* [Task to carry out] Only lines containing the word "enums" belong in the answer; copy each one from the records.

= = = = =

PR #881, opened 2022-10-06
Bind enums in built-in types and expose bindings for global constants

### LINKED ISSUE #868: Overriding some virtual methods results in compilation errors
I'm currently working on implementing a scripting language in GDExtension. This issue occurs for all methods that return `Error`, such as `ScriptExtension::_reload` or `ScriptLanguageExtension::_execute_file`.
It might happen for other (enum?) types too, as `PtrToArg` is not defined for any of these types.

e.g.
```
extensions/godot-cpp/include/godot_cpp/core/binder_common.hpp:183:15: error: no member named 'encode' in 'godot::PtrToArg<godot::Error>'
        PtrToArg<R>::encode((p_instance->*p_method)(PtrToArg<P>::convert(p_args[Is])...), r_ret);
        ~~~~~~~~~~~~~^
```

Workaround: Add `MAKE_PTRARG(...);` to `method_ptrcall.hpp` (or anywhere else, for that matter) for all affected types

Some classes avoid this by binding as `int64_t` instead, e.g.: https://github.com/godotengine/godot/blob/15a02c49be7f552eb79512cff7511144023cedbe/core/io/resource_saver.h#L44

mihe:
Fixes #868.

This issue also manifests when implementing `PhysicsServer3DExtension` due to its interface relying on `Vector3::Axis` which currently has no binding.

This PR replicates what is [already happening](https://github.com/godotengine/godot/blob/61021c08f80856f8d99dfbe9fd3d338ef5f41999/core/variant/binder_common.h#L132-L163) on the editor side of things with regards to binding global and built-in enums.

It adds a new generated file called `<godot_cpp/variant/builtin_binds.hpp>` that contains a `VARIANT_CAST_ENUM` for every enum in every _included_ built-in type. This file is then included in `binder_common.hpp` to emulate the set of hardcoded `VARIANT_CAST_ENUM` that currently exists on the editor side of things (see link above).

This PR also changes `<godot_cpp/classes/global_constants_binds.hpp>` to be exposed in a similar way. Previously this file was only included inside of generated `*.cpp` files and was not being exposed to the end-user, leading to cryptic compiler errors like the one described in #868.

### DIFF
--- a/binding_generator.py
+++ b/binding_generator.py
@@ -119,6 +119,7 @@ def get_file_list(api_filepath, output_dir, headers=False, sources=False):
     if headers:
         for path in [
             include_gen_folder / "variant" / "builtin_types.hpp",
+            include_gen_folder / "variant" / "builtin_binds.hpp",
             include_gen_folder / "variant" / "utility_functions.hpp",
             include_gen_folder / "variant" / "variant_size.hpp",
             include_gen_folder / "classes" / "global_constants.hpp",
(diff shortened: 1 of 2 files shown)


bruvzg (approved):

akien-mga:
Thanks!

= = = = =

* [The completed task]
Bind enums in built-in types and expose bindings for global constants
This PR replicates what is [already happening](https://github.com/godotengine/godot/blob/61021c08f80856f8d99dfbe9fd3d338ef5f41999/core/variant/binder_common.h#L132-L163) on the editor side of things with regards to binding global and built-in enums.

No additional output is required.